* [INPUT]
-- Opening Marker --
Issue #734, opened 2025-03-06
Improve Health Monitoring for Gateway Deployments


mattheworris:
## Description

As a system administrator, I want my deployment to be able to know if a container/pod is up and running. My deployment system should be able to tell if there are issues and restart any containers/pods that are not behaving as expected.

## Acceptance Criteria

- [x] /healthz, /readyz, and /livez should assess the application's functionality as fully as possible
- [x] Either heathz or some other debugging helpful endpoint that answers common questions:
    - mainnet or testnet or other
    - non-sensitive env vars/config values
    - queue statuses
    - utc timestamp
    - current block head or other chain info
    - etc...
- [ ] Both API and Worker applications MUST implement some kind of health check, preferably the above mentioned endpoints.  #896 
- [ ] Helm chart in the docs section is updated to incorporate these checks #897

PR #880, opened 2025-07-01
Expand healthcheck

hwahby:
# Problem

heathz or some other debugging helpful endpoint that answers common questions:

mainnet or testnet or other
non-sensitive env vars/config values
queue statuses
utc timestamp
current block head or other chain info
etc...
problem statement, including
Link to GitHub Issue(s): https://github.com/ProjectLibertyLabs/gateway/issues/734

# Solution

Expand queue status check into a general Redis health check

## Steps to Verify:

1. Run ./start.sh, accept defaults.
2. Make request to verify that the content-publishing-api and content-watcher /healthz endpoints work

- localhost:3010/healthz 
- localhost:3011/healthz 

## Screenshots (optional):

Screenshot 2025-06-30 at 8 01 34 PM


shannonwells:
Can you please be sure to add the new health check endpoints (and also prometheus metrics) to the `🔗💠📡  The selected services are running.` output?  Just occurred to me.  Thanks

apps/account-api/src/api.config.ts
```diff
@@ -1,18 +1,10 @@
...
-  apiTimeoutMs: number;
-  siwfNodeRpcUrl: URL;
-  graphEnvironmentType: keyof EnvironmentType;
-  siwfUrl: string;
-  siwfV2Url?: string;
-  siwfV2URIValidation?: string[];
-}
+import { IAccountApiConfig } from '#types/interfaces/account/api-config.interface';
+
+export { IAccountApiConfig };
```
shannonwells, line 7: Why is this importing and then exporting this interface?

shannonwells, line 7: Question: what's the purpose of importing and then exporting this interface?

hwahby: A pattern we use pretty commonly in the codebase is importing the interface and config together.

This was a way to minimizing changing all the imports. Since the `healthCheckModule` is using the config interfaces, the interface was extracted out (e.g. #types/interfaces/account/api-config.interface';). Reexporting it here was a way to pass it along to where it has been imported.

https://github.com/ProjectLibertyLabs/gateway/blob/main/apps/account-api/src/services/accounts.service.ts#L20

Open to any suggestions to improv the encapsulation of the module/clean up the imports.

shannonwells (approved):
Works for me.  I reviewed the code.  I tested all the endpoints (/healthz, /metrics, and /queues for :3010 - :3015)

Issue #864, opened 2025-06-24
Prometheus endpoint for workers


shannonwells:
The workers don't expose any endpoints for incoming requests, and probably shouldn't, just to serve metrics. The solution is probably to run a sidecar process or a separate module inside the container that serves Prometheus metrics. 

Acceptance criteria
- [ ] figure out a good-security-practices way to serve the metrics and implement
- [ ] tests for same
- [ ] verify that this will work with our deployment setup

Related to #477

PR #899, opened 2025-07-22
feat: add metrics and health endpoints to worker services

hwahby:
# Problem

Service health and Prometheus metrics should be extended to worker services.

problem statement, including
Link to GitHub Issue(s): 
https://github.com/ProjectLibertyLabs/gateway/issues/477
[#864](https://github.com/ProjectLibertyLabs/gateway/issues/864)

# Solution

Setup worker modules as Nest.js "hybrid" applications, creating a http server listening on port 3001. Metrics and Health endpoints could then be registered as normal. 

## Steps to Verify:

1. Start services using local containers (./start.sh or docker-compose per developer docs)
2. Confirm that `/metrics` and `/healthz` endpoints are functional for `account-worker`, `content-publishing-worker`, and `graph-worker`.

- `account-worker: port 3023`
- `content-publishing-worker: port 3020`
- `graph-worker: port 3022`

## Screenshots (optional):

Screenshot 2025-07-28 at 4 45 39 PM

Screenshot 2025-07-28 at 9 42 03 AM

Screenshot 2025-07-28 at 9 41 02 AM

Screenshot 2025-07-28 at 9 40 46 AM


apps/account-worker/src/worker.config.ts
```diff
@@ -3,6 +3,9 @@ import { registerAs } from '@nestjs/config';
 import Joi from 'joi';
 
 export interface IAccountWorkerConfig {
+  apiBodyJsonLimit: string;
+  workerApiPort: number;
```
JoeCap08055, line 7: nit: all other services just call this `apiPort`, maybe rename for consistency (presumably in the other workers as well?)

```suggestion
  apiPort: number;
```

package.json
```diff
@@ -51,9 +51,12 @@
...
+    "generate:openapi:account-worker": "dotenvx run -f env-files/account.template.env -- nest start account-worker -- --writeOpenApi",
     "generate:openapi:content-publishing": "dotenvx run -f env-files/content-publishing.template.env -e ENVIRONMENT=dev -- nest start content-publishing-api -- --writeOpenApi",
+    "generate:openapi:content-publishing-worker": "dotenvx run -f env-files/content-publishing.template.env -e ENVIRONMENT=dev -- nest start content-publishing-worker -- --writeOpenApi",
     "generate:openapi:content-watcher": "dotenvx run -f env-files/content-watcher.template.env -- nest start content-watcher -- --writeOpenApi",
     "generate:openapi:graph": "dotenvx run -f env-files/graph.template.env -- nest start graph-api -- --writeOpenApi",
+    "generate:openapi:graph-worker": "dotenvx run -f env-files/graph.template.env -- nest start graph-worker -- --writeOpenApi",
     "generate:openapi": "npm run generate:openapi:account ; npm run generate:openapi:content-publishing ; npm run generate:openapi:content-watcher ; npm run generate:openapi:graph",
```
JoeCap08055, line 60: need to add workers to this
```suggestion
    "generate:openapi": "npm run generate:openapi:account ; npm run generate:openapi:account-worker ; npm run generate:openapi:content-publishing ; npm run generate:openapi:content-publishing-worker ; npm run generate:openapi:content-watcher ; npm run generate:openapi:graph ; npm run generate:openapi:graph-worker",
```

JoeCap08055 (changes requested):
Looks good, just a couple of things:

* No need to use the Hybrid (microservices) model; the worker apps now should look just like the "-api" apps; ie, just a standard NestExpress application. The only reason we previously used the `createMicroservice` call was because we explicitly did NOT want to listen for HTTP requests. Using two different application setup methods between workers & apis to accomplish the same thing now is just unnecessarily confusing.
* I recommend just using `SERVICE_PORT_X` for the worker ports, rather than a separate set of env vars in the docker-compose files.
* Don't forget to update the following files to add the service port to the workers:
    * `deployment/swarm/docker-compose-swarm.yaml`
    * `docker-compose-published.yaml`
    * `start.sh`

JoeCap08055:
Also, once this is released we'll want to update the `docker-compose-*` files and `start.sh` in the Social App Template repo; might be good to create a tracking issue.

emresurmeli (approved):
lgtm!

apps/account-worker/src/worker.config.ts
```diff
@@ -23,8 +23,8 @@ export default registerAs('account-worker', (): IAccountWorkerConfig => {
       label: 'API_BODY_JSON_LIMIT',
       joi: Joi.string().default('1mb'),
     },
-    workerApiPort: {
-      label: 'WORKER_API_PORT',
+    apiPort: {
+      label: 'API_PORT',
```
JoeCap08055, line 27: `apiPort` is great for the config variable name. Might want to consider a different name for the env var, though. Maybe keep `'WORKER_API_PORT'`? The reason: when using environment files to provision, we typically have a common env file across the api & worker. ie, 'account-api' and 'account-worker' are both driven by 'account.env', so we want to be able to distinguish between the two ports there.

Other solutions to consider:
* use `WORKER_API_PORT` if it exists; otherwise use `API_PORT`
* Split all the environment files so that each app has its own env file in all scripting & Docker setup; ie 'account-api.env' and 'account-worker.env'

PR #907, opened 2025-08-04
fix: do not unreserve nonce if got RpcError for 'Priority is too low'

JoeCap08055:
# Problem
Do not un-reserve the nonce for a failed transaction that failed due to a nonce conflict RpcError.

- [x] Unit tests added

### DIFF
--- a/templates/README.template.md
+++ b/templates/README.template.md
@@ -228,11 +228,9 @@ I would like to thank...
 > (OPTIONAL) Add at least 2 questions new developers would ask when they decide to use your project.
 
 - **[Question_1]**
-
   - [Answer_1]
 
 - **[Question_2]**
-
   - [Answer_2]
 
 <p align="right">(<a href="#-table-of-contents">back to top</a>)</p>
--- a/tsconfig.json
+++ b/tsconfig.json
@@ -60,7 +60,7 @@
       "#openapi": ["libs/openapi/src"],
       "#openapi/*": ["libs/openapi/src/*"],
       "#health-check": ["libs/health-check/src"],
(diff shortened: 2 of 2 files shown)


emresurmeli (commented):
This makes sense. 2 questions:

1. Is it possible for createError() function to throw an exception? If so the nonce will never be unreserved?
2. Could add some logging along the lines of `this.logger.debug("Keeping nonce ${nonce} reserved due to NonceConflictError");` ?

JoeCap08055:
> This makes sense. 2 questions:
> 
> 1. Is it possible for createError() function to throw an exception? If so the nonce will never be unreserved?

I think it's impossible for that function to throw; it literally just constructs some empty class objects that inherit from JS `Error`

> 2. Could add some logging along the lines of `this.logger.debug("Keeping nonce ${nonce} reserved due to NonceConflictError");` ?

If we get a `NonceConflictError` it should be caught by the top-level queue processing for that queue, and logged there. There's a 1:1 relationship between (throw NonceConflictError):(skip unreserving nonce), so I think the extra log would be redundant & noisy.

emresurmeli (approved):

libs/blockchain/src/blockchain.service.spec.ts
```diff
@@ -152,7 +160,6 @@ describe('BlockchainService', () => {
   });
 
   describe('getNetworkType', () => {
-    afterEach(() => {});
```
shannonwells, line 155: That's odd. Any idea what this was doing here?

shannonwells (approved):
Ship it!

Issue #909, opened 2025-08-04
[bug] no error logs in log


JoeCap08055:
# Description
Many queue jobs are erroring out in the Freesky (mainnet) Gateway instance. The BullMQ UI shows us the errors thrown by those failures; according to the source code, error logs should be getting written as well.

shannonwells:
Fixed by #913

PR #913, opened 2025-08-06
Chore/logging cleanup

JoeCap08055:
# Description
This PR reorganizes our logging setup to be more in line with recommended practices for using Pino with NestJS.

* Use dependency injection to utilize a single base logger instead of creating a separate Pino logger instance per class
    * Eliminates excessive resource usage & error messages at app startup (#909)
* App 'main.js' and NestJS instantiation now uses the Pino logging (ie, no switchover to Pino after Nest starts up)
* Monkey-patch override console log methods to funnel through the logger
* All non-class instances of loggers now use the Pino logger as well

Hopefully will also address #909


apps/account-api/src/main.ts
```diff
@@ -93,19 +88,19 @@ async function bootstrap() {
     app.useBodyParser('json', { limit: config.apiBodyJsonLimit });
 
     initializeSwaggerUI(app, swaggerDoc);
-    logger.info(`Listening on port ${config.apiPort}`);
-    logger.info(`Log level set to ${getCurrentLogLevel()}`);
+    logger.log(`Listening on port ${config.apiPort}`);
+    logger.log(`Log level set to ${getCurrentLogLevel()}`);
```
JoeCap08055, line 92: Just for `main.js`, we have to use the Nest-compatible logging API

libs/utils/src/common/common.utils.ts
```diff
@@ -66,3 +67,58 @@ export function validateEnvironmentVariables(logger?: any): void {
...
+              }
+            })(),
+      )
+      .join(' ');
+
+    // now call the original, so it still goes to stderr
+    logger[type](message);
+  };
+
+export function setupLoggingOverrides() {
```
JoeCap08055, line 93: Moved the `BigInt` monkey patch here. Also monkey patch `console.log`, etc, because polkadot-js has a number of console logs that bypass the logger.

testlib/mockPinoLogger.ts
JoeCap08055, line 1: Didn't need to mock this in tests; we just use the real one, it's simple enough.

testlib/redis-provider.mock.spec.ts
JoeCap08055, line 1: There are a few test files that mock Redis on their own, should probably be updated to use this common one.

libs/cache/src/cache-monitor.service.ts
```diff
@@ -3,14 +3,13 @@ import { EventEmitter2 } from '@nestjs/event-emitter';
...
-import { Logger, pino } from 'pino';
-import { getBasicPinoOptions } from '#logger-lib';
+import { PinoLogger } from 'nestjs-pino';
 
 const REDIS_TIMEOUT_MS = 30_000;
 
 @Injectable()
 export class CacheMonitorService implements OnModuleDestroy {
-  private logger: Logger;
+  // private logger: PinoLogger;
```
shannonwells, line 12: nit: remove commented-out code

apps/content-publishing-worker/src/request_processor/dsnp.announcement.processor.spec.ts
```diff
@@ -7,50 +7,54 @@ import { IRequestJob } from '#types/interfaces/content-publishing';
...
+import { LoggerModule } from 'nestjs-pino';
+import { getPinoHttpOptions } from '#logger-lib';
 
 const mockQueue = {
   add: jest.fn(),
 };
 
 // Mock config values
-const mockIpfsConfig: IIpfsConfig = {
+const mockIpfsConfigProvider = GenerateMockConfigProvider<IIpfsConfig>(ipfsConfig.KEY, {
```
shannonwells, line 19: This is a lot of extra change that isn't really related to this PR, which has 72 files.

shannonwells (approved):
I checked out the branch, ran start.sh and verified with swagger api that errors appear in the logs and that all logs are showing up in all services the way I would expect.

libs/cache/src/cache-monitor.service.ts
JoeCap08055, line 12:
```suggestion
```

Issue #915, opened 2025-08-07
Determine how to handle various transaction errors in worker queues


JoeCap08055:
# Description
We need to determine how to handle various error scenarios when processing chain transaction submissions in a worker queue. Failing a worker queue job subjects it to the queues limit on retries (if configured), while sending the job to the "Delayed" queue does not.

Currently, we detect the following conditions when submitting a transaction to the chain (note, once a transaction has been accepted into the pool, it is considered "successful" from the point of view of the worker queue that submitted it, regardless of whether the extrinsic eventually succeeds, fails, or is finalized or not).
* nonce conflict (ie, duplicate nonce)&mdash;in this case, we would expect that re-submission will eventually succeed
* insufficient capacity: here, we typically emit an event that pauses the queue until capacity is refilled or more is staked, so we currently "burn" one failure...
* bad signature: various things can cause this, therefore we have no idea if resubmission would resolve it
* mortality: for some reason the delay between signing & submitting the transaction has been too long (or at least, the block number fetched for the signing was old). Resubmission would likely resolve this... maybe?
* Other RpcErrors... cause/resolution undetermined
* Network error; chain node disconnected ([separate issue](#912); should result in pausing the queue but currently does not)

The question is: is it ever appropriate to utilize the "delayed" queue to resubmit jobs? Currently we do this for duplicate nonces, because when transaction volume is high, this seems to occur more frequently, and until we have a better way to resolve it we don't know for sure how many retries it might take. But, using the delayed queue is currently unbounded; given the same error scenario, the transaction may keep getting retried forever.

JoeCap08055:
## Update
Off-line conversations with @shannonwells and @wilwade determined the path forward:
* Use of the 'delayed' queue is unnecessary
* short-term: all failed jobs follow configured max retry logic for the queue
* longer-term: issue created (ref?) to track potentially making max retries dynamic per job, and environmentally configured per-queue

PR #916, opened 2025-08-07
fix: do not return a Promise inside try...catch

JoeCap08055:
# Problem
A missing `await` was causing errors to be mis-handled.

# Details
Normally, in an `async` Javascript method, it is not necessary to 'await' a value that is being returned; the logic being that since an async function wraps its return value in a Promise anyway, returning a Promise directly is transparent to the caller. So, the following is perfectly fine:
```javascript
async function foo(): Promise<number> {
  // do some async stuff
  return value;
}

async function bar(): Promise<number> {
  return foo();
}
```

In the above, 'bar' doesn't need to 'await foo()', because it will return `Promise<number>` regardless.

However, if we modify the code as follows:
```javascript
async function foo(): Promise<number> {
  // do some async stuff
  if (has_error) {
    throw new Error('I screwed up');
  }

  return value;
}

async bar(): Promise<number> {
   try {
    return foo();
  } catch (err: any) {
    throw Error('foo screwed up');
  }
}
```

In the above, the statement `return foo();` will **always** return a `Promise<number>`. If 'foo' throws, any callers of 'bar', if they 'await' or '.catch(...)' the return value, will only ever get the error 'I screwed up'. The error 'foo screwed up' will **never** be thrown, because 'foo' is always a Promise that hasn't resolved or rejected yet at the time 'bar' returns.

So, the moral of the story is: it's safe to return an encapsulated async function's value directly inside another async function _unless the call is inside a try...catch block_!


JoeCap08055:
## Update
After discussion in issue #915, we eliminated use of the 'delayed' queue, which in turn eliminated the need for the `try..catch`, and thus for the `await`.

PR #920, opened 2025-08-09
feat: add dependency check to readyz request

### LINKED ISSUE #897: Helm Charts add livez/readyz
Split off from #734

The helm charts need to incorporate the use of the livez and readyz endpoints

Related: #896

hwahby:
Closes #897 

# Solution

Expand `/readyz` check to include dependency check. In cases where a dependency was not available, the request would hang. To limit the time the request could hang, I created a new helper util `withTimeoutMs` to attached a timeout to promises. 

Readiness request length is limited to 2 seconds.

Set up common config of default liveness and readiness probe values for k8 helm file. Values set to match existing configurations.

## Steps to Verify:

1. Start services
2. Make request to `/readyz` endpoint
3. Stop Redis or Frequency container
4. Make request to `/readyz` endpoint and confirm "Service is not ready" message

## Screenshots (optional):

Screenshot 2025-08-13 at 11 05 17 AM

Screenshot 2025-08-13 at 11 05 05 AM

### DIFF
--- a/.spellcheckerdict.txt
+++ b/.spellcheckerdict.txt
@@ -133,7 +133,7 @@ Supertest
 svg-embed
 TCP
 Terraform
-(Testnet|TestNet)
+(Testnet|TestNet|testnet)
 TestnetPaseo
 TLS
 Traefik


shannonwells (approved):
This works - briefly - until the other reconnection issue kicks in.  Turning off Redis is the best way to show it but most of the services end up shutting down anyway.  Not your fault of course, it's just something I want to note here.

PR #927, opened 2025-08-15
Get blockTimeMs from BlockchainService to use as the batchAnnoucement batch process window time value constant 

emresurmeli:
Code review feedback implementing a constant that was supposed to be in the PR that introduced the `v3/content/batchAnnoucement` endpoint.

### DIFF
--- a/apps/content-publishing-worker/src/publisher/message.publisher.ts
+++ b/apps/content-publishing-worker/src/publisher/message.publisher.ts
@@ -1,7 +1,6 @@
 import { Injectable, OnApplicationBootstrap } from '@nestjs/common';
 import { SubmittableExtrinsic } from '@polkadot/api-base/types';
 import { DelayedError } from 'bullmq';
-import { BlockchainRpcQueryService } from '#blockchain/blockchain-rpc-query.service';
 import { BlockchainService } from '#blockchain/blockchain.service';
 import { NonceConflictError } from '#blockchain/types';
 import { IPublisherJob, isIpfsJob } from '#types/interfaces/content-publishing';
@@ -24,7 +23,6 @@ export class MessagePublisher implements OnApplicationBootstrap {
   private batchTimeout: NodeJS.Timeout | null = null;
 
   constructor(
-    private blockchainRpcService: BlockchainRpcQueryService,
     private blockchainService: BlockchainService,
     private readonly logger: PinoLogger,
   ) {
@@ -32,11 +30,9 @@ export class MessagePublisher implements OnApplicationBootstrap {
   }
 
   async onApplicationBootstrap() {
-    // Get the real batch size when the application starts
-    this.maxBatchSize = await this.blockchainRpcService.maximumCapacityBatchLength();
-
-    // Wait for blockchain service to be ready to ensure we get actual chain block time
+    // Await blockchain service to be ready before setting batch size and window ms
     await this.blockchainService.isReady();
+    this.maxBatchSize = await this.blockchainService.maximumCapacityBatchLength();
     this.batchProcessWindowMs = this.blockchainService.blockTimeMs;
   }
 


apps/content-publishing-worker/src/publisher/message.publisher.ts
```diff
@@ -9,6 +9,8 @@ import { PinoLogger } from 'nestjs-pino';
 
 @Injectable()
 export class MessagePublisher implements OnApplicationBootstrap {
+  private static readonly BATCH_PROCESS_WINDOW_MS = 6000;
+
```
JoeCap08055, line 13: If the intent is to have the batch window line up with our expected block time, we have a way to get that value from the PolkadotApiServer: `blockTimeMs`

shannonwells: The intent was to start with this but be able to adjust the value if needed.

shannonwells (approved):

apps/content-publishing-worker/src/publisher/message.publisher.ts
emresurmeli: Ah yeah that's better, fixed

JoeCap08055: I wonder if specifying it as a multiplier of the `blockTimeMs` might be a good way to go? I feel like, regardless of the magnitude of the value, the point of using a time interval to collect batches is that it is related to the fact that blocks are also produced on a period, so it's nice to show that relationship in the definition of the constant.

Not important; non-blocking.

apps/content-publishing-worker/src/publisher/message.publisher.ts
```diff
@@ -32,6 +34,7 @@ export class MessagePublisher implements OnApplicationBootstrap {
   async onApplicationBootstrap() {
     // Get the real batch size when the application starts
     this.maxBatchSize = await this.blockchainRpcService.maximumCapacityBatchLength();
+    this.batchProcessWindowMs = this.blockchainService.blockTimeMs;
```
JoeCap08055, line 37: Just need to be careful doing this in the bootstrap code; might need to await the api--the api consts are fetched from the chain when it first connects (though there is a hard-coded fallback value of 6000ms in our code)

emresurmeli: Ah interesting - I noticed that the blockTimeMs is synchronous, so I didn't await it. But I am seeing that there is a isReady async function that checks to see if the api is ready, I can await that and then grab the blockTimeMs.

apps/content-publishing-worker/src/publisher/message.publisher.ts
```diff
@@ -34,6 +34,9 @@ export class MessagePublisher implements OnApplicationBootstrap {
   async onApplicationBootstrap() {
     // Get the real batch size when the application starts
     this.maxBatchSize = await this.blockchainRpcService.maximumCapacityBatchLength();
+
+    // Wait for blockchain service to be ready to ensure we get actual chain block time
+    await this.blockchainService.isReady();
```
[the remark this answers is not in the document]
emresurmeli: I thought about that, but blockchainService is different from blockchainRpcService, so the await won't impact the maximumCapacityBatchLength, which is already being awaited. 

The rpc service also has its own isReady, if we want we could use a similar pattern, but it would be redundant since the maximumCapacityBatchLength function is asynchronous already.

apps/content-publishing-worker/src/publisher/message.publisher.ts
shannonwells: Since the block time is almost never going to change, why get it from the chain?  It's simpler just to set a constant, and then you don't have to worry about any of the above.

JoeCap08055: I'm just concerned that we've got a proliferation of "magic" values that, at the end of the day, are predicated on 6-second block times, so why not make that relationship more obvious?

We actually used to have a constant `BLOCK_TIME_MS` or something like that (env var), but once I realized I could get that value from the chain I eliminated it.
-- Closing Marker --
* [WHAT TO WORK ON] Check each line of the data above for the word "libs" and copy the ones where it is found.

* [SOLVED EXERCISE]
       "#openapi": ["libs/openapi/src"],
       "#openapi/*": ["libs/openapi/src/*"],
       "#health-check": ["libs/health-check/src"],
libs/blockchain/src/blockchain.service.spec.ts
libs/utils/src/common/common.utils.ts
libs/cache/src/cache-monitor.service.ts
libs/cache/src/cache-monitor.service.ts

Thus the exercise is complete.